__RECORDS FOR THE TASK__.
PR #770, opened 2021-12-09
Schema arrow ping interfaces 2

wild-endeavor:
# TL;DR

## Type
 - [ ] Bug Fix
 - [ ] Feature
 - [ ] Plugin

## Are all requirements met?

 - [ ] Code completed
 - [ ] Smoke tested
 - [ ] Unit tests added

## Complete description

## Tracking Issue

## Follow-up issue
_NA_
OR


flytekit/types/structured/structured_dataset.py
```diff
@@ -279,14 +299,17 @@ def to_literal(
         # StructuredDataset instance.
         if issubclass(python_type, StructuredDataset):
             assert isinstance(python_val, StructuredDataset)
-            df_type = type(python_val.dataframe)
+            python_val.uri = python_val.uri or ctx.file_access.get_random_remote_path()
```
wild-endeavor, line 302: I don't think we should be using `file_access` in this file.  The determination of what the uri should be should be left entirely up to the individual encoders/decoders.  Is there a reason this was needed?

flytekit/types/structured/structured_dataset.py
```diff
@@ -279,14 +299,17 @@ def to_literal(
...
+            protocol = protocol_prefix(python_val.uri)
             format = python_val.file_format
-            protocol = self.DEFAULT_PROTOCOLS[df_type]
-            try:
-                protocol = protocol_prefix(python_val.uri)
-            except ValueError:
-                ...
-
+            if protocol != StructuredDatasetProtocol.BIGQUERY:
```
wild-endeavor, line 305: we shouldn't reference either parquet, or bigquery in this file.

flytekit/common/constants.py
```diff
@@ -38,3 +38,13 @@ class CloudProvider(object):
     AWS = "aws"
     GCP = "gcp"
     LOCAL = "local"
+
+
+class StructuredDatasetProtocol(object):
```
wild-endeavor, line 43: we should delete these two classes.  The point of making the format/protocols just plain strings is that they're easily extensible.

We can have parquet be the default format, but we should just have a string constant in the structured_dataset.py file.  This file (and everything else under `flytekit/common`) is getting deleted in january.

flytekit/models/literals.py
```diff
@@ -548,7 +549,7 @@ def from_flyte_idl(cls, pb2_object):
 
 
 class StructuredDatasetMetadata(_common.FlyteIdlEntity):
-    def __init__(self, format: str, structured_dataset_type: StructuredDatasetType):
+    def __init__(self, format: typing.Optional[str], structured_dataset_type: StructuredDatasetType = None):
```
wild-endeavor, line 552: the type I'm not sure about, but the format shouldn't be optional.  We should always have a default, even if it's an "".

If we want to make structured_dataset_type optional, the `to_flyte_idl` and `from_flyte_idl` methods will also have to change to check for none-ness

flytekit/models/literals.py
```diff
@@ -574,7 +575,7 @@ def from_flyte_idl(cls, pb2_object: _literals_pb2.StructuredDatasetMetadata) ->
 
 
 class StructuredDataset(_common.FlyteIdlEntity):
-    def __init__(self, uri: str, metadata: StructuredDatasetMetadata):
+    def __init__(self, uri: str, metadata: typing.Optional[StructuredDatasetMetadata] = None):
```
wild-endeavor, line 578: same here - if metadata is made optional, then to_flyte_idl and from_flyte_idl will have to change.  Otherwise, you'll end up calling:

self.metadata.to_flyte_idl(), which will resolve to `None.to_flyte_idl()` which will obviously fail.

flytekit/types/structured/structured_dataset.py
```diff
@@ -1,17 +1,15 @@
...
-from enum import Enum
-from typing import Any, Dict, Generator, List, Optional, Type, Union
+from typing import Dict, Generator, Optional, Type, Union
 
+import _datetime
 import numpy as _np
-import pandas as pd
-import pyarrow as pa
 
+from flytekit.common.constants import StructuredDatasetFileFormat, StructuredDatasetProtocol
```
wild-endeavor, line 12: delete these

flytekit/types/structured/structured_dataset.py
```diff
@@ -279,14 +299,17 @@ def to_literal(
...
             format = python_val.file_format
-            protocol = self.DEFAULT_PROTOCOLS[df_type]
-            try:
-                protocol = protocol_prefix(python_val.uri)
-            except ValueError:
-                ...
-
+            if protocol != StructuredDatasetProtocol.BIGQUERY:
+                format = python_val.file_format or StructuredDatasetFileFormat.PARQUET
+            if python_val.dataframe is None:
```
wild-endeavor, line 307: this is still under the `if issubclass(python_type, StructuredDataset)` block right?  If that is true, and the python_val is an instance of `StructuredDataset` - shouldn't we just raise an exception?

flytekit/types/structured/structured_dataset.py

__THE PROBLEM__. Gather all lines from the records above in which "these" appears.

__TASK ANSWER__.
wild-endeavor, line 43: we should delete these two classes.  The point of making the format/protocols just plain strings is that they're easily extensible.
wild-endeavor, line 12: delete these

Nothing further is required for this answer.